PR #609, opened 2024-01-09
Make GazePinchInteractor.DependentInteractor a XRBaseInteractor (Fix #605)

### LINKED ISSUE #605: [BUG] Deprecated `XRBaseControllerInteractor` in XRI 3.0.0-pre.1 breaks `GazePinchInteractor`
## Describe the bug

When upgrading to XRI 3.0.0-pre.1 I get the following error:

```
Library\PackageCache\org.mixedrealitytoolkit.input@719fc273754c\Interactors\GazePinch\GazePinchInteractor.cs(350,45): error CS8121: An expression of type 'XRBaseControllerInteractor' cannot be handled by a pattern of type 'FuzzyGazeInteractor'.
```

- Unity Version 2022.3.9f
- MRTK INput Version: 3.0.0

## Additional context
In XRI 3.0.0 `XRBaseControllerInteractor` is being deprecated and replaced with `XRBaseInputInteractor` (https://docs.unity3d.com/Packages/com.unity.xr.interaction.toolkit@3.0/changelog/CHANGELOG.html).

## Potential fix
Looking through the code, `GazePinchInteractor.DependentInteractor` can be a `XRBaseInteractor` as only the `IXRInteractor.GetValidTargets` is being used in `GazePinchInteractor`. Both `XRBaseControllerInteractor` and `XRBaseInputInteractor` extend this as well. This also should not conflict with `GazeInteractor` as it extends `XRRayInteractor`, which is extending the appropriate class on both version (`XRBaseControllerInteractor` in 2.5.2 and `XRBaseInputInteractor` in 3.0.0-pre.1)

ahmed-shariff:
Fixes #605
XRI 3 deprecates `XRBaseControllerInteractor` in favor `XRBaseInputInteractor`. This breaks `GazePointInteractor` as  `GazePinchInteractor.DependentInteractor` is a `XRBaseControllerInteractor`. This PR makes this variable an `XRBaseInteractor`. This shouldn't cause any conflicts as only its `IXRInteractor` interface implementations are used.

### DIFF
--- a/org.mixedrealitytoolkit.input/Interactors/GazePinch/GazePinchInteractor.cs
+++ b/org.mixedrealitytoolkit.input/Interactors/GazePinch/GazePinchInteractor.cs
@@ -70,12 +70,12 @@ namespace MixedReality.Toolkit.Input
 
         [SerializeField]
         [Tooltip("The interactor we're using to query potential gaze pinch targets")]
-        private XRBaseControllerInteractor dependentInteractor;
+        private XRBaseInteractor dependentInteractor;
 
         /// <summary>
         /// The pose source representing the ray this interactor uses for aiming and positioning.
         /// </summary>
-        protected XRBaseControllerInteractor DependentInteractor { get => dependentInteractor; set => dependentInteractor = value; }
+        protected XRBaseInteractor DependentInteractor { get => dependentInteractor; set => dependentInteractor = value; }
 
         [SerializeField]
         [Range(0, 1)]


org.mixedrealitytoolkit.input/Interactors/GazePinch/GazePinchInteractor.cs
```diff
@@ -70,12 +70,12 @@ public class GazePinchInteractor :
 
         [SerializeField]
         [Tooltip("The interactor we're using to query potential gaze pinch targets")]
-        private XRBaseControllerInteractor dependentInteractor;
+        private XRBaseInteractor dependentInteractor;
```
AMollis, line 73: This looks like a breaking change.   We probably want to hold off on this change until the next major release.

AMollis (changes requested):

org.mixedrealitytoolkit.input/Interactors/GazePinch/GazePinchInteractor.cs
ahmed-shariff: As mentioned above only the `IXRInteracator` implementations (namely `GetValidTargets` and the casting of extended interfaces) are used. But if someone is extending this class and depending on implementations specific to `XRBaseControllerInteractor`, then, yes, this change could cause issues. Otherwise, functionally, this change would not make any difference; it works on both XRI 2.5.2 and XRI 3.0.0-pre.1.

shaynie:
There is a feature branch with the update to XRI 3.0 that will address this.  see #645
======
- _ASSIGNMENT_
Find "AMollis" in the preceding records. Copy each line that holds it.

- _EXPECTED ANSWER_
AMollis, line 73: This looks like a breaking change.   We probably want to hold off on this change until the next major release.
AMollis (changes requested):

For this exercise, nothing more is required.